The prevalence, age of onset, and clinical symptoms of many neuropsychiatric diseases substantially differ between males and females. Factors influencing the relationships between brain development and function and sex or gender may help us understand the differences between males and females in terms of risk or resilience factors in brain diseases.
The role of sex and gender is a fundamental issue in medicine. The prevalence, age of onset, and clinical symptoms of many neuropsychiatric diseases substantially differ between males and females. Examples of male-biased conditions include early-onset disorders that involve some kind of neurodevelopmental impairment, such as autism, attention deficit/hyperactivity disorder, conduct disorder, specific language impairment, Tourette syndrome, dyslexia, or schizophrenia; examples of female-biased conditions include emotional disorders such as depression, anxiety disorder, and anorexia nervosa, which usually start during puberty or later in life., Factors influencing the relationships between brain development and function and sex may help to understand the differences between males and females in terms of risk or resilience factors to brain diseases.
Unfortunately, in preclinical research, in most cases, researchers avoid experimenting with female animals and consider that there are no sex differences in brain function outside of reproductive behavior, with single-sex studies of male animals outnumbering those of females by 5.5 to 1. Moreover, studies of both sexes frequently fail to analyze results by sex. Yet, Ruygrok et al have conducted a metaanalysis of sex differences in brain structure and observed that, on average, males have larger total brain volumes compared with females. Regional sex differences in volume and tissue density include the amygdala, hippocampus, and insula, which are known to be involved in sex-biased neuropsychiatric conditions.
Because sexual differentiation of the genitals takes place earlier in intrauterine life than sexual differentiation of the brain, these two processes can be influenced independently of each other. In the male brain, testosterone can be converted via aromatase to estradiol, which exerts its actions via estrogen receptors (ERs); or via 5α-reductase to dihydrotestosterone (DHT), which exerts its effects via androgen receptors. Testosterone and its aromatization to estradiol play a specific organizational role during a critical period of development in sexing of the human brain, with a greater degree of exposure enhancing masculinization. Estradiol is not necessary for the organizational effects of testosterone, whereas androgen receptors are responsible for brain masculinization in humans. It seems that the brain will develop as a female brain in the absence of testosterone. However, according to Joel et al the brain could be a mixture of relative degrees of masculinization in certain areas and feminization in others. Activational actions of testosterone occur after puberty when the hormone acts transiently and reversibly on circuits that have already been established. After puberty, androgen receptors are required for activation of male-typical behavior, in both males and females (see Morford and Mauvais Jarvis, in this issue, p 415). In females, apart from sexual behavior, many other aspects of brain functioning such as fine motor control, pain mechanisms, seizure activity, mood, cognitive function, and neuroprotection are influenced by estrogens. Females also produce androgens, both as a necessary precursor to estradiol and from the adrenal glands.

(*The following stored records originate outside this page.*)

PR #772, opened 2025-09-25
Add breaks-robottelo workflow as per theforeman/foreman PR 10568

lhellebr:
Before merging, `breaks-robottelo` label needs to be added to the repo manually by a maintainer


ofedoren (approved):
Thanks, @lhellebr, I've added the label.

PR #773, opened 2025-10-01
Rename release workflow file

adamruzicka:
to adhere to the release process RFC


adamruzicka:
We are, I'll deal with rubygems once this gets in

PR #774, opened 2025-10-02
Test dynflow fix

ofedoren:
Just to run few times.


adamruzicka:
Fix for the redirect is https://github.com/theforeman/foreman_ansible/pull/773/commits/c1c581983bd4e962ad0859674cb8859f0f48c102

ofedoren:
Should we rather open a PR with that? :)

I'll just include it here for the time being.

PR #775, opened 2025-10-07
i18n - pulling from tx

adamlazik1:


ofedoren (commented):
This is weird... Wasn't there at least 1 new string to translate?.. The changes are quite empty :/

adamlazik1:
@ofedoren I wasn't able to get anything more out of transifex. Would you mind testing on your environment whether you'll achieve the same result?

ofedoren (approved):
Kinda weird, but I've got the same results, nevermind then :) Thanks, @adamlazik1 !

PR #786, opened 2026-03-04
Fixes #39129 - Reload host's roles after role assignment

adamruzicka:
This was previously done implicitly by apollo (as of 3.3.7), it seems to be no longer happening with apollo 3.14.0.


adamruzicka:
Robottelo approves https://github.com/SatelliteQE/robottelo/pull/20937#issuecomment-3997763328

pondrejk (approved):

adamlazik1 (approved):

adamlazik1:
Thanks @adamruzicka @pondrejk !

ofedoren:
Just for my sanity and future reference on why we changed that. It seems the default refetching was disabled in 3.4.0: https://github.com/apollographql/apollo-client/compare/v3.3.0...v3.4.0#diff-5fb8ad16cfbcb51bc035d32b5963734561c440b48417a1c2dbf80a16098be67bR460-R461

And it seems the other `useMutation`s don't need such change, the cache seems to be updated correctly.

PR #788, opened 2026-03-28
Fixes #29583 - Hide taxonomy options from Ansible API docs

jakduch:
AnsibleRole and AnsibleVariable models do not support taxonomies,
but the API documentation inherited organization_id and location_id
parameters from BaseController. Passing these parameters resulted
in a 500 error (Association not found for organization).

Astrocytes and microglia, the latter being the brain's innate immune system, also play an important role in brain sexual differentiation. The developing male brain is naturally in a state of both higher excitation and inflammation compared with the female brain, which may be a contributing factor to greater male vulnerability to neurodevelopmental disorders.
More surprisingly, placental sex (XX vs XY) is a major determinant in the magnitude and functional responses of the placenta to maternal perturbations during pregnancy, where the female placenta appears to be protective. Placental cellular mechanisms give rise to sex-specific neurodevelopmental changes and are also expected to provide novel insight into disease risk and resilience (see Bale, in this issue, p 459).
Additionally, epigenetic modifications involving DNA methylation and histone deacetylation are essential for feminization or masculinization of sexual behavior., Sex differences at the molecular level of cell signaling and protein trafficking are amplified to create a state of vulnerability which may also interact with stress and contribute to sex differences in vulnerability for psychiatric disorders (see Ramikie and Ressler, in this issue, p 403).
Finally, sex-specific variance has been identified in numerous biological functions influencing pharmacokinetic determinations, including plasma levels, production of gastric acid, gastric emptying times, levels of plasma protein, enzyme activity, drug transport, and clearance rates. However, it is not clear that such differences translate into clinical practice guidelines (Sramek et al. in this issue, p 447). Finally, a sex difference in the dopamine response in the nucleus accumbens may also contribute to the different vulnerability of males and females to addictive disorders.
This issue will explore how sex differences in the brain may contribute to gender biases in neuropsychiatric disorders.